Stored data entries
PR #5822, opened 2024-05-05
feat(core,schemas): update consent info

wangsijie:
## Summary

Changes on `POST /interaction/consent`, reject the scopes that only appear in the organizations that the user choose not to grant access.

### Example:

Request scopes: s1 and s2, s1 is from org1's role, s2 is from org2's role.

In the consent screen, the user choose to grant access to org1, then the scope s2 should be rejected.

### Changes:

1. Refactor `consent` function, add new param `resourceScopesToReject`, and move `getMissingScopes` to outside.
2. In `POST /interaction/consent`, rebuild scopes, extract the function `filterMissingResourceScopes` from GET route.
3. Find the scopes to reject, and call `grant.rejectResourceScope`.

This PR is large, most of the code is used to rebuild "scope/resource/organization" relations, the original `missingResourceScopes` contains only names.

GOAL OF THE EXERCISE: Scan the entries above and work out how many lines include the word "function"; the reply is that number alone.

ANSWER AREA: 2